An Excerpt from Jim Conrad's
NATURALIST NEWSLETTER
November
3, 2013
Issued from the valley of the Dry Frio River in northern Uvalde County, southwestern Texas, on the southern border of the Edwards Plateau, USA
The Dry Frio Valley is great for birding and flower sniffing, but there's just one road into the valley, and not far north of Juniper House that one road ends at the gate shown above.
I'm told that earlier this was a county road connecting with towns to the north, but here it's typical for such little-used thoroughfares to be abandoned by the county, then large landowners -- and most land here belongs to a few very large ranches -- stop traffic on them. Between here and Uvalde 35 miles to the south there's not a single place to get off the road and walk around, but plenty of signs forbidding you to leave the highway. We are surrounded by beautiful, interesting hills, but I can't wander from the road farther than I can spit.

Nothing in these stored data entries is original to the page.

PR #574, opened 2024-12-18
CHORE: limit maximum sklearn version to avoid tests breaking, update maintainers list

Valentin-Laurent:
# Description

 - Limit sklearn version to avoid tests breaking with v1.6.0. Dependency support will be handled more properly with MAPIE v1.0.0
- Update maintainers list

### DIFF
--- a/setup.py
+++ b/setup.py
@@ -19,15 +19,21 @@ PROJECT_URLS = {
     "Source Code": "https://github.com/scikit-learn-contrib/MAPIE"
 }
 LICENSE = "new BSD"
-MAINTAINER = "T. Cordier, V. Blot, L. Lacombe"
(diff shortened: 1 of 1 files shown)


setup.py
```diff
@@ -19,15 +19,21 @@
...
+    "valentin.laurent@capgemini.com, "
     "thibault.a.cordier@capgemini.com, "
     "vincent.blot@capgemini.com, "
     "louis.lacombe@capgemini.com"
 )
 PYTHON_REQUIRES = ">=3.7"
 PACKAGES = find_packages()
-INSTALL_REQUIRES = ["scikit-learn", "scipy", "numpy>=1.21", "packaging"]
+INSTALL_REQUIRES = [
+    "scikit-learn < 1.6.0",
```
Valentin-Laurent, line 32:
```suggestion
    "scikit-learn<1.6.0",
```

PR #577, opened 2024-12-19
ENH: V1 CQR docstrings

jawadhussein462:


mapie_v1/regression.py
```diff
@@ -834,43 +834,43 @@ def predict(
...
-
-    confidence_level : Union[float, List[float]], default=0.9
+    estimator : Union[RegressorMixin, Pipeline,
+                    List[Union[RegressorMixin, Pipeline]]]
+        The base quantile regression model(s) used to estimate the target
+        quantiles.
+        - In `fit` mode (`prefit=False`), this should be a single quantile
+          regression estimator (e.g., `QuantileRegressor`) or a pipeline
+          combining preprocessing and regression.
+        - In `prefit` mode (`prefit=True`), this must be a list of three
```
Valentin-Laurent, line 855: Let's clarify the predit=True explanations here:

1. What type of models are supported
2. What are the lower, upper and median quantiles (ie must be (1-confidence_level)/2, confidence_level/2, 0.5)

PR #618, opened 2025-02-28
ENH: use pyproject.toml

### LINKED ISSUE #512: Switch from setup.py to pyproject.toml
**Context**
MAPIE is using setuptools (with `setup.py`) to build its distribution. This will soon have consequences, as pip 25.0 will enforce more modern tooling.

We should switch to pyproject.toml. [This ressource](https://github.com/MaartenGr/BERTopic/issues/1969) may be interesting. We should also use this opportunity to upgrade our `twine` and `wheel` dependencies to the latest.

**Describe the bug**
For example, installing MAPIE 0.9 in dev mode throws a pip deprecation warning. 

**To Reproduce**
Clone the repo then run `pip install -e .`

**Stacktrace**
```
DEPRECATION: Legacy editable install of MAPIE==0.9.0 from file:///Users/vlaurent/code/pro/MAPIE/MAPIE (setup.py develop) is deprecated. pip 25.0 will enforce this behaviour change. A possible replacement is to add a pyproject.toml or enable --use-pep517, and use setuptools >= 64. If the resulting installation is not behaving as expected, try using --config-settings editable_mode=compat. Please consult the setuptools documentation for more information. Discussion can be found at https://github.com/pypa/pip/issues/11457
  Running setup.py develop for MAPIE
Successfully installed MAPIE-0.9.0
```

**Additional info**
I got this email when uploading MAPIE to TestPyPi:

> In the future, PyPI will require all newly uploaded source distribution filenames to comply with [PEP 625](https://peps.python.org/pep-0625/). Any source distributions already uploaded will remain in place as-is and do not need to be updated.
> 
> Specifically, your recent upload of 'MAPIE-1.0.0a1.tar.gz' is incompatible with PEP 625 because it does not contain the normalized project name 'mapie'.
> 
> In most cases, this can be resolved by upgrading the version of your build tooling to a later version that supports PEP 625 and produces compliant filenames.

C-BdB:
# Description

ENH: use pyproject.toml

Fixes #512 

## Type of change

# How Has This Been Tested?

- unit tests and coverage

# Checklist


doc/images/quickstart_1.png
Valentin-Laurent, line 1: Let's remove this change

pyproject.toml
```diff
@@ -0,0 +1,55 @@
...
+    {name = "Thibault Cordier", email = "thibault.a.cordier@capgemini.com"},
+    {name = "Louis Lacombe", email = "louis.lacombe@capgemini.com"},
+    {name = "Vincent Blot", email = "vincent.blot@capgemini.com"},
+]
+requires-python = ">=3.7"
+dependencies = [
+    "scikit-learn<1.6.0",
+    "scipy",
+    "numpy>=1.21",
+    "packaging"
```
Valentin-Laurent, line 24: `packaging` was also present in the setup.py, but I'm wondering why we have this dependency. Any clue?

requirements.dev.txt
Valentin-Laurent, line 1: Let's update `environement.dev.yml` as well.

setup.py
```diff
@@ -1,71 +1,5 @@
...
-    download_url=DOWNLOAD_URL,
-    project_urls=PROJECT_URLS,
-    license=LICENSE,
-    maintainer=MAINTAINER,
-    maintainer_email=MAINTAINER_EMAIL,
-    packages=PACKAGES,
-    python_requires=PYTHON_REQUIRES,
-    install_requires=INSTALL_REQUIRES,
-    classifiers=CLASSIFIERS,
     zip_safe=False  # the package can run out of an .egg file
```
Valentin-Laurent, line 4: This flag seems obsolete (see [here](https://setuptools.pypa.io/en/latest/deprecated/zip_safe.html)), shall we get rid of `setup.py` entirely? 😀

Valentin-Laurent (commented):
Thanks for the great work!
Few comments inline. Also, do we still need the MANIFEST.in?

pyproject.toml
C-BdB: Used for [compatibility tests](https://github.com/scikit-learn-contrib/MAPIE/blob/master/mapie/_compatibility.py).
We may delete it when deleting the tests on numpy<1.22.

setup.py
C-BdB: I prefer to let it as a very simple file, in case [we need it](https://packaging.python.org/en/latest/guides/modernize-setup-py-project/#what-if-something-that-can-not-be-changed-expects-a-setup-py-file)

C-BdB:
>  Also, do we still need the MANIFEST.in?

It's not a need but a I see that [some libraries](https://github.com/pandas-dev/pandas/blob/main/MANIFEST.in) still have it. [Other](https://github.com/scikit-learn/scikit-learn) don't. If we keep it, I suggest to update it with a mention to the notebooks:

```
include LICENSE
include AUTHORS.rst
recursive-exclude doc *
recursive-include examples *.py
recursive-include notebooks
```

setup.py
Valentin-Laurent: As discussed, let's remove it, and update the .bumpversion.cfg

Valentin-Laurent:
About `MANIFEST.in`: let's see what's included without. I think we shouldn't include /doc, /examples, or /notebooks.

C-BdB:
> About `MANIFEST.in`: let's see what's included without. I think we shouldn't include /doc, /examples, or /notebooks.

Here is the content of the dist/mapie-version.tar.gz built without setup.py nor MANIFEST.in:

LICENSE
PKG-INFO
mapie/
setup.cfg
AUTHORS.rst
MAPIE.egg-info/
README.rst
pyproject.toml

It seems ok.

Valentin-Laurent (changes requested):
Looks good 👍
Let's update HISTORY.rst

gmartinonQM:
Good Job !

HISTORY.rst
```diff
@@ -5,6 +5,10 @@ History
 0.9.x (2025-xx-xx)
 ------------------
 
+* Fix issue  512 to replace setup.py by pyproject.toml
```
Valentin-Laurent, line 8:
```suggestion
* Fix issue  512 to replace setup.py by pyproject.toml, bump twine and wheel dependencies to latest
```

Valentin-Laurent: (to keep the HISTORY.rst as concise as possible)

Valentin-Laurent (changes requested):

Valentin-Laurent (approved):

PR #625, opened 2025-03-18
DOC: Update `The conformity (or "calibration") set` page, with an emphasis on MAPIE methods rather than the internal works

Valentin-Laurent:


doc/images/cp_prefit.png
C-BdB, line 1: With the "Test data" out of the "MAPIE predict set" box, do you think the arrow from "predict_points" to "predict_sets (or intervals)" is still relevant?

Valentin-Laurent: Good point

Valentin-Laurent: @C-BdB I let you check the new images once the doc is built

C-BdB: I think images are clear.
Just one question: did you let the grey arrow on doc/images/cp_prefit.png on purpose?

Valentin-Laurent: Nope, fixed thx!

C-BdB (approved):

PR #665, opened 2025-04-23
V1 time series v1 wording

FaustinPulveric:


HISTORY.rst
```diff
@@ -71,7 +71,7 @@ History
 ------------------
 
 * Fix the quantile formula to ensure valid coverage for any number of calibration data in `ConformityScore`.
-* Fix overloading of the value of the `method` attribute when using `MapieRegressor` and `MapieTimeSeriesRegressor`.
```
Valentin-Laurent, line 74: We shouldn't change the history

mapie/regression/time_series_regression.py
```diff
@@ -299,17 +299,20 @@ def adapt_conformal_inference(
         X, y = cast(NDArray, X), cast(NDArray, y)
 
         self._get_alpha()
-        alpha = cast(Optional[NDArray], check_alpha(alpha))
```
Valentin-Laurent, line 302: Shouldn't we use `check_alpha` on `confidence_level`?
Not so much for the transformation, but at least for the checks.

mapie/regression/time_series_regression.py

But, land owners have a point: If everyday folks were allowed entry, they'd shoot the animals, cause fires and leave an ocean of trash. Even when most visitors are respectful, that's the way it works out for landowners. Moreover, some of this area's large landowners practice good conservation techniques.
I don't take sides when it comes to gates across what once were public roads. However, standing at the above gate inspired a train of thought that lead to what at first seemed a completely unrelated insight: That, after 3.8 billion years of evolution of Life on Earth, Nature finds strength and sustainability in mosaics. We see forests here, deserts there, grasslands elsewhere, oceans, lakes and the occasional icecap and savannah here and there.
Moreover, the history of biological evolution teaches that whenever any living thing or biological system grows too large it fractures into a mosaic, the parts of which often end up competing with one another for resources.
For example, European House Sparrows introduced into the US in the 1850s spread across North America, becoming abundant coast-to-coast. Already House Sparrows are fracturing into subspecies. In North America, northern birds are larger than southern ones, and birds in arid areas are paler than those in rainy parts. If allowed to continue evolving, eventually a mosaic of House-Sparrow-like species will appear, possibly competing with one another. Similarly, when humans spread across the Earth, we fractured into races and later would have separated into subspecies, then distinct species, but in recent times that evolutionary process has reversed. Now it's our intellect that evolves... evolves, and fractures into a mosaic of sometimes competing and mutually antagonistic social and belief systems.
Standing at the "We shoot all trespassers" gate, the notion forms that maybe this gate, or at least the attitude behind the sign, is part of a stress fracture in a big system that once had at its heart a thriving American Middle Class, but now that system is fracturing into a mosaic of competing and mutually antagonistic parts. Actually there are overlapping mosaics, among the easiest to distinguish being the mosaic of blood-red Red States and bluer-than-blue Blue States, and the mosaic of haves and have-nots.
The hopeful thing about all this is that the history of Life on Earth teaches that though sometimes certain patches of Nature's mosaics vanish forever, something always fills the voids, while the mosaics themselves keep evolving forward steadily, ever more diverse, ever stronger and ever more beautiful.
Problems only arise when you have an emotional or some other kind of attachment to a mosaic's patch that's disappearing as you stand there looking at it.